MOLLY, or (better) MALLEE, s. Hind. mali, Skt. malika, ‘a garland-marker,’ or a member of the caste which furnishes gardeners. We sometimes have heard a lady from the Bengal Presidency speak of the daily homage of “the Molly with his dolly,” viz. of the mali with his dali.

1759.—In a Calcutta wages tariff of this year we find—

“House Molly … … 4 Rs.”
In Long, 182.

MOLUCCAS, n.p. The ‘Spice Islands,’ strictly speaking the five Clove Islands, lying to the west of Gilolo, and by name Ternate (Tarnati), Tidore (Tidori), Mortir, Makian, and Bachian. [See Mr. Gray’s note on Pyrard de Laval, Hak. Soc. ii. 166.] But the application of the name has been extended to all the islands under Dutch rule, between Celebes and N. Guinea. There is a Dutch governor residing at Amboyna, and the islands are divided into 4 residencies, viz. Amboyna, Banda, Ternate and Manado. The origin of the name Molucca, or Maluco as the Portuguese called it, is not recorded; but it must have been that by which the islands were known to the native traders at the time of the Portuguese discoveries. The early accounts often dwell on the fact that each island (at least three of them) had a king of its own. Possibly they got the (Ar.) name of Jazirat-al-Muluk, ‘The Isles of the Kings.’

Valentijn probably entertained the same view of the derivation. He begins his account of the islands by saying:

“There are many who have written of the Moluccos and of their Kings, but we have hitherto met with no writer who has given an exact view of the subject” (Deel, i. Mol. 3).

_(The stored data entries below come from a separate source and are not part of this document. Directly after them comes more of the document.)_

PR #549, opened 2024-11-29
add instructions about signing the binary on macOS

adamhl8:
I had trouble getting the program to run on macOS. Eventually figured out that macOS kills the process because its not signed. I added instructions to the readme for this.


adamhl8:
@0x90d One of your more recent commits (mistakenly?) removed these changes.

PR #562, opened 2024-12-31
make compare tolerant against slight variations in thumbnails

### LINKED ISSUE #560: [Bug]: on video compare exits too soon if a single thumbnail differs too much
## Environment
 - OS: Windows

## Describe the bug
I have two videos of a talk at GPN. They seem to originate from different sources. I have to lower the threshold down to 80% percent until it is detected as a duplicate. Then it shows a similarity of 97%. I am comparing 50 thumbnails.
I did debug the compare algorithm and detected that it is checking each thumbnail against the threshold value individually.
It happens that the video had a significant delta in one of the thumbnails, so the full video was declared as "no match".
It is only detected as duplicate if the threshold value can tolerate the largest variation of all thumbnails.

To me this looks like a bug in the algorithm. It should be tolerant against slight variations of single thumbnails if most of the other thumbnails are a close match.

stephankn:
When comparing individual thumbnails allow variations unless they exceed a value where it can no longer fit into the acceptable threshold.

fixes #560

### DIFF
--- a/VDF.Core/ScanEngine.cs
+++ b/VDF.Core/ScanEngine.cs
@@ -421,19 +421,18 @@ namespace VDF.Core {
 				return difference <= differenceLimit;
 			}
 
-			float diff, diffSum = 0;
+			differenceLimit *= positionList.Count;
+			float diffSum = 0;
 			for (int j = 0; j < positionList.Count; j++) {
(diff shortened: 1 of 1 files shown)


0x90d:
Thank you 👍

PR #566, opened 2025-01-07
add instructions about signing the binary on macOS

adamhl8:
This is exactly the same as my previous PR: #549 

The changes were merged and then reverted (by mistake?) in another commit.


0x90d:
Sorry about that

PR #689, opened 2026-03-11
Fix explorer.exe process leak when opening file in folder on Windows

### LINKED ISSUE #688: [Bug]: explorer.exe process leak when opening file in folder on Windows
## Environment
 - OS: Windows

## Describe the bug
Each call to "Open in Folder" spawns a new `explorer.exe` process (parented to `svchost.exe`) that never terminates, even after the user closes the Explorer and VDF window. These processes accumulate over time, consuming system resources.

## Steps to reproduce
1. Open VDF and load or run a scan with results
2. Right-click a duplicate item → "Open in Folder"
3. Close the Explorer window that opens
4. Repeat steps 2–3 several times
5. Open Task Manager → Details tab → sort by name
6. Observe multiple `explorer.exe` processes accumulating, none of which terminate

## Snapshots
https://github.com/user-attachments/assets/6c0af499-3463-433b-b64f-773a0ca1ca51

Damus765:
Fixes #688 

## Problem

The call to `Process.Start` creates an new `explorer.exe` process that never exits afterward.
https://github.com/0x90d/videoduplicatefinder/blob/47d78f681d555bd63ac5be684d75b4a2d64c5a86/VDF.GUI/ViewModels/MainWindowVM.cs#L1075

## Solution

I initially tried to set `UseShellExecute` to `false`. But it didn't solve the issue.

So I decided to replace the call to `Process.Start` with the Windows Shell API [`SHOpenFolderAndSelectItems`](https://learn.microsoft.com/en-us/windows/win32/api/shlobj_core/nf-shlobj_core-shopenfolderandselectitems), which communicates directly with the Windows Shell without spawning a new `explorer.exe` process ourselves.

Other platforms remain unchanged.

## Additional notes

- The folder appears to open noticeably faster than with the previous `Process.Start` approach.
- When the target file no longer exists (e.g. deleted externally), a clear error dialog is shown instead of Explorer silently opening the home/quick access folder.

## How to test

1. Run VDF and load or perform a scan with results
2. Right-click a duplicate → "Open in Folder" several times
3. Check Task Manager → Details: no new `explorer.exe` processes should appear

### DIFF
--- a/VDF.GUI/Utils/ShellUtils.cs
+++ b/VDF.GUI/Utils/ShellUtils.cs
@@ -33,7 +33,7 @@ namespace VDF.GUI.Utils {
 			}
 			finally {
 				if (pidl != IntPtr.Zero)
-					CoTaskMemFree(pidl);
+					Marshal.FreeCoTaskMem(pidl);
 			}
 		}
 
@@ -44,8 +44,5 @@ namespace VDF.GUI.Utils {
 		[LibraryImport("shell32.dll")]
 		private static partial int SHOpenFolderAndSelectItems(
 			IntPtr pidlFolder, uint cidl, [In] IntPtr[]? apidl, uint dwFlags);
-
-		[LibraryImport("ole32.dll")]
-		private static partial void CoTaskMemFree(IntPtr pv);
 	}
 }


0x90d:
Since nothing has happened in this PR since 2 weeks I've implemented your approach. Thanks for the research and work you did.

PR #703, opened 2026-03-28
Fix extraction of ffmpeg lib files on Linux

AngeredBacterium:
Second commit from https://github.com/0x90d/videoduplicatefinder/pull/684

There's discussion on whether this is necessary in the original PR.


0x90d:
Since its just a small bug I've merged and will fix it myself, thanks!

PR #717, opened 2026-04-19
Fix native FFmpeg crashes by allocating padded swscale destination frames

marcmy:
## Summary

Fixes native FFmpeg crashes in the in-process thumbnail/scaling path by replacing the tightly packed destination buffer in `VideoFrameConverter` with a properly padded/aligned destination `AVFrame`.

## Root cause

The native path previously allocated the swscale destination image with:

- `av_image_get_buffer_size(..., align=1)`
- `av_image_fill_arrays(..., align=1)`

Under WinDbg + page heap, the crash was reproducible as an invalid write inside `swscale-9.dll` during scaling. The fault occurred in the destination write path, which strongly pointed to the destination buffer being too tightly packed for swscale's SIMD writes.

## Fix

`VideoFrameConverter` now:

- allocates a real destination `AVFrame`
- sets `format`, `width`, and `height`
- calls `av_frame_get_buffer(..., 64)` to get padded/aligned frame storage
- calls `av_frame_make_writable()` before each conversion
- passes that padded frame to `sws_scale`

## Validation

Before the fix:

- crash reproduced with native FFmpeg binding enabled
- WinDbg reported `INVALID_POINTER_WRITE_AVRF_c0000005_swscale-9.dll`

After the fix:

- full scan completed successfully
- duplicate results displayed successfully
- thumbnail retrieval completed successfully
- no crash

### DIFF
--- a/VDF.Core/FFTools/FFmpegNative/VideoFrameConverter.cs
+++ b/VDF.Core/FFTools/FFmpegNative/VideoFrameConverter.cs
@@ -14,22 +14,18 @@
 // */
 //
 
-using System.Runtime.CompilerServices;
-using System.Runtime.InteropServices;
 using FFmpeg.AutoGen;
 
 namespace VDF.Core.FFTools.FFmpegNative {
 	sealed unsafe class VideoFrameConverter : IDisposable {
-		private readonly IntPtr _convertedFrameBufferPtr;
 		private readonly Size _destinationSize;
-		private readonly byte_ptrArray4 _dstData;
-		private readonly int_array4 _dstLinesize;
+		private readonly AVFrame* _pConvertedFrame;
 		private readonly SwsContext* _pConvertContext;
 
 		public enum ScaleQuality {
 			FastBilinear,
 			Bilinear,
-			Bicubic,   // empfohlen
+			Bicubic,
 			Lanczos,
 			Spline,
 			Area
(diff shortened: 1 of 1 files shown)


VDF.Core/FFTools/FFmpegNative/VideoFrameConverter.cs
```diff
@@ -69,50 +65,37 @@ public VideoFrameConverter(Size sourceSize,
...
-				ref _dstLinesize,
-				(byte*)_convertedFrameBufferPtr,
-				destinationPixelFormat,
-				destinationSize.Width,
-				destinationSize.Height,
-				1).ThrowExceptionIfError();
+			// Give swscale a real padded destination frame instead of a tightly packed align=1 buffer.
+			// The WinDbg trace showed an invalid write inside swscale-9.dll while writing the converted
+			// destination image, so we intentionally request aligned/padded frame buffers here.
+			ffmpeg.av_frame_get_buffer(_pConvertedFrame, 64).ThrowExceptionIfError();
```
0x90d, line 79: Thank you for bringing my attention to it. Passing `1` was incorrect but I think we should follow FFmpeg recommendation here and use 0 instead of 64:

```
 * @param align Required buffer size and data pointer alignment. If equal to 0,
 *              alignment will be chosen automatically for the current CPU.
 *              It is highly recommended to pass 0 here unless you know what
 *              you are doing.
 ```
[Source](https://github.com/FFmpeg/FFmpeg/blob/415b466d41ac81856abc76d7a9341132b0f668b0/libavutil/frame.h#L883-L887)

0x90d:
Thanks for your PR and the research. I've applied it with passing 0 instead of 64 following ffmpeg recommendation

marcmy:
Sorry, I missed this ping/notification somehow. Thanks for the review and for catching the align value, using 0 makes sense per FFmpeg’s recommendation. Glad this is fixed now.

PR #743, opened 2026-05-05
Fix: FFmpeg/FFprobe not found on macOS & Linux

viniciusmi00:
There is a bug in Video Duplicate Finder on macOS and Linux where the desktop app fails to detect the FFmpeg and FFprobe binaries, even when they are properly installed (see attached images from macOS).
I reproduced the issue on macOS Tahoe (both Intel and Apple Silicon) and on an Ubuntu virtual machine, where the error occurred consistently.

This PR fixes the detection issue. The solution was tested on:
	•	macOS Tahoe (Intel and Apple Silicon)
	•	Linux (Ubuntu VM)
	•	Windows 11
	
Images:
Captura de Tela 2026-05-04 às 09 32 24

Captura de Tela 2026-05-04 às 09 33 04

<br>

Additionally, I introduced two input fields that allow users to manually specify custom paths for FFmpeg and FFprobe (see image below). This helps users who installed the binaries in non-standard locations. Once a valid full path is provided, the application correctly recognizes the binaries.

Image:
Captura de Tela 2026-05-05 às 04 36 37

<br>

This change both resolves the detection bug and adds flexibility for custom configurations.

Tested and working on:
	•	macOS (Intel and Apple Silicon)
	•	Linux (Ubuntu)
	•	Windows 11
Not tested on:
	•	Web
	•	CLI
	•	Docker
	•	Other Linux distributions  
	
**Note 1:** I added UI text in English and Brazilian Portuguese (my native language) only. I avoided other languages to prevent incorrect translations.
If you'd like translations in additional languages, I can generate them using AI tools and include them in this PR.

**Note 2:** The last build I tested was from May 4, 2026.


0x90d:
Thanks for the PR, the Homebrew fallback is a real gap and worth fixing. A few questions and concerns before this can go in:

### Blocking

1. **Hardcoded `\\` separators break macOS/Linux.** In `VDF.Core/FFTools/FFToolsUtils.cs` the original used `Path.Combine(CoreUtils.CurrentFolder, "bin", toolExecutable)`. The new code uses `$"{CoreUtils.CurrentFolder}\\bin\\..."`. Backslash is Windows-only, on macOS/Linux that string is a single filename and `File.Exists` will never match. Can you restore `Path.Combine` and reintroduce the `toolExecutable` local?

2. **The custom path may not take effect at runtime.** `FfmpegEngine.FFmpegPath` (line 37) and `FFProbeEngine.FFprobePath` (line 24) are cached in **static constructors**. If those types are touched before `SettingsFile` writes `FFToolsUtils.CustomFFmpegPath` (e.g. via the FFmpeg downloader at `MainWindowVM_FfmpegDownloader.cs:95`), the cached value is stale and editing the field in Settings does nothing until restart. Could the setter re-resolve and reassign `FfmpegEngine.FFmpegPath` / `FFProbeEngine.FFprobePath`, or could the static caching be removed in favor of lazy lookup?

3. **The setting is dead in CLI / Web / Docker.** `Settings.CustomFFmpegPath/Path` was added to `VDF.Core/Settings.cs`, but only the GUI's `SettingsFile` setter pushes it into `FFToolsUtils`. `VDF.CLI/Commands/ScanRunner.cs` deserializes `Settings` directly and never copies the new fields. The Web Settings page binds inputs that look like they work but the value is never read by `FFToolsUtils.GetPath`. Could you wire CLI/Web startup to copy these into the `FFToolsUtils` statics (or remove the statics, see point 4)?

### Design

4. **Three copies of the same value.** It now lives in `Settings`, `SettingsFile`, and as static fields on `FFToolsUtils`. Could `GetPath` read directly from `Settings.Instance.CustomFFmpegPath` (one source of truth) instead of mirroring through statics?

5. **No `Browse…` file picker.** Avalonia's file dialog avoids paste/typo errors. Could you add a Browse button next to each TextBox?

6. **No validation feedback.** A bad path silently falls through to PATH lookup, so users with a typo will think the override is broken. Could you log/warn when a configured custom path is rejected, or surface a "File not found" hint on lost focus?

7. **Label says "(Mac/Linux)" but the code applies on Windows too.** The custom-path branch runs before any OS check. Either drop the parenthetical from the label or guard by OS.

### Style / project conventions

8. `Settings.cs` - the new lines are indented with spaces but the file uses tabs (per `.editorconfig`).
9. `FFToolsUtils.cs` - the comment `// 4. FALLBACK MACOS: Se não encontrou no PATH…` is in Portuguese and references a numbering ("4.") that has no 1/2/3. Could you translate to English and drop the number?
10. The repeated `tool == FFTool.FFmpeg ? ffMpegPlatformName : ffProbePlatformName` ternary appears four times where the original had one `toolExecutable` local, could that local be reintroduced?
11. Strings were added only to `en.json` and `pt.json`. Could you also add them to `de`, `es`, `fr`, `zh-Hans` (copying the English values is fine as a fallback) so those locales don't show the raw key?
12. Missing trailing newline on `.gitignore`.
13. `Settings.razor` - the existing "Custom FFmpeg arguments" block was reindented from spaces to tabs, which adds noise to the diff. Could you revert the indentation-only changes on the pre-existing label?

### Tests

14. Could you add a unit test in `VDF.Core.Tests` covering the `GetPath` precedence (custom → local `bin` → app dir → PATH → macOS fallback)? Without it, the next refactor will silently regress.

The Homebrew fallback alone is a clean, mergeable fix on its own, happy to land that piece quickly if you'd prefer to split it from the custom-path UI.

viniciusmi00:
@0x90d I got sick. Flu or Covid. Give me a few days and I'll answer that and fulfill your requests.

0x90d:
No problem. Get well soon.

0x90d:
Thanks again for spotting and digging into this, @viniciusmi00 - the FFmpeg/FFprobe detection failure on macOS and Linux was a real bug and your report (plus the macOS screenshots) made the root cause clear.

Since you've been unwell, I didn't want to leave this hanging or pressure you to do a round of review changes while you're recovering, so I went ahead and landed the detection fix directly in 35d048f.

PR #785, opened 2026-06-08
Add Video Compare integration (group actions + custom launch arguments)

HamzaETTH:
## Summary

- Allow dragging one or multiple videos from the duplicate grid to external programs
- Added **Video Compare** button in each duplicate group header action row
- Added **Video Compare** settings section (executable path, custom arguments, link to the [video-compare project](https://github.com/pixop/video-compare))
- Custom arguments support shell-style quoting (single/double quotes, escaped quotes)

### DIFF
--- a/VDF.GUI/Data/SettingsFile.cs
+++ b/VDF.GUI/Data/SettingsFile.cs
@@ -56,6 +56,20 @@ namespace VDF.GUI.Data {
 			public string OpenMultiple { get; set; } = string.Empty;
 		}
 
+		string _VideoCompareExecutablePath = string.Empty;
+		[JsonPropertyName("VideoCompareExecutablePath")]
+		public string VideoCompareExecutablePath {
+			get => _VideoCompareExecutablePath;
+			set => this.RaiseAndSetIfChanged(ref _VideoCompareExecutablePath, value);
+		}
+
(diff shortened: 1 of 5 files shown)


0x90d:
I don't think it would be a good idea to add buttons specifically for a particular program. Then someone else would come along and want their program supported as well, and so on. That would be better suited for a) plugins or b) a fork. What we could do instead is add a `Open this group in an external program` feature, and users could then choose any external program they want.

But we already have that, with `Custom Commands` under `Processing`

HamzaETTH:
I would normally agree, but this feels like the one missing piece that would make VDL feel complete.

video-compare is extremely lightweight and minimal. It doesn't really introduce any significant UI beyond showing the two videos side by side, so it doesn't feel out of place within VDL. Having it integrated directly would also save a lot of time and friction compared to launching a separate tool.

That said, I understand your concern about scope and maintenance. Either way, I wanted to make the case for it.

0x90d:
VDF already has its own video comparer that displays both videos side by side and offers features such as frame-by-frame stepping. It’s not as if VDF has absolutely no video comparison features. But yes, it’s clearly not as feature-rich as the video comparer tool. However, I think it fits better in the "external tool" category rather than having its own section in this app.

PR #797, opened 2026-06-13
feat(cli): add 'db export' command for headless database JSON export

awernick:
Adds `vdf-cli db export --output path.json` for headless database JSON export. Uses the existing `ScanEngine.ExportDataBaseToJson()` public API. Useful for scripting/automation pipelines that need the full database dump (fingerprints, media info, pHashes) without the GUI.

### DIFF
--- a/VDF.CLI.Tests/Commands/DatabaseCommandTests.cs
+++ b/VDF.CLI.Tests/Commands/DatabaseCommandTests.cs
@@ -33,7 +33,7 @@ public class DatabaseCommandTests {
 		var cmd = DatabaseCommand.Build();
 		var root = new RootCommand { cmd };
 		var result = root.Parse("db export -o /tmp/test.json");
-		Assert.Equal(0, result.Errors.Count);
+		Assert.Empty(result.Errors);
 	}
 
 	[Fact]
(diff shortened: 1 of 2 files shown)


0x90d:
Thanks for this, clean, well-scoped, and follows the existing `db` subcommand pattern. Builds and tests pass. A few things before merge:

1. **`--output` should be `Required = true`** instead of optional `FileInfo?` + a manual null-check. As written, a missing `--output` prints an error but exits **0**, which a script can't detect. `Required = true` gives a proper parse error, non-zero exit, and better `--help` for free.

2. **Failure paths return exit 0** (empty DB, export failed). For an automation command this should be non-zero, return `Task<int>` and `return 1` on those paths. Heads up: `db clean`/`db clear` have the same gap, so consider fixing exit codes across all three consistently (happy to take that as a follow-up if you'd rather keep this PR minimal).

3. **xUnit2013 warnings:** `Assert.Equal(0, result.Errors.Count)` → `Assert.Empty(result.Errors)` in both parse tests.

Minor: the tests only cover registration/parsing. An end-to-end test writing a small DB to a temp JSON would be nice. And `IncludeFields = true` is a no-op here (the core export only reads `WriteIndented`), but it mirrors the GUI so no need to change it.

awernick:
@0x90d thanks for the review! Latest commits address your 3 comments. For 2, I kept changes to a minimum but happy to open that follow up PR to clean up `db clean / db clear`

And on the next page he says: “For what reason they have been called Moluccos we shall not here say; for we shall do this circumstantially when we shall speak of the Molukse Kings and their customs.”
But we have been unable to find the fulfilment of this intention, though probably it exists in that continent of a work somewhere. We have also seen a paper by a writer who draws much from the quarry of Valentijn. This is an article by Dr. Van Muschenbroek in the Proceedings of the International Congress of Geog. at Venice in 1881 (ii. pp. 596, seqq.), in which he traces the name to the same origin. He appears to imply that the chiefs were known among themselves as Molokos, and that this term was substituted for the indigenous Kolano, or King. “Ce nom, ce titre restèrent, et furent même peu à peu employés, non seulement pour les chefs, mais aussi pour l’état même. A la longue les îles et les états des Molokos devinrent les îles et les états Molokos.” There is a good deal that is questionable, however, in this writer’s deductions and etymologies. [Mr. Skeat remarks: “The islands appear to be mentioned in the Chinese history of the Tang dynasty (618–696) as Mi-li-ku, and if this be so the name is perhaps too old to be Arab.”]

c. 1430.—“Has (Javas) ultra xv dierum cursu duae reperiuntur insulae, orientem versus. Altera Sandai appellatur, in qua nuces muscatae et maces; altera Bandam nomine, in qua sola gariofali producuntur.”—N. Conti, in Poggius.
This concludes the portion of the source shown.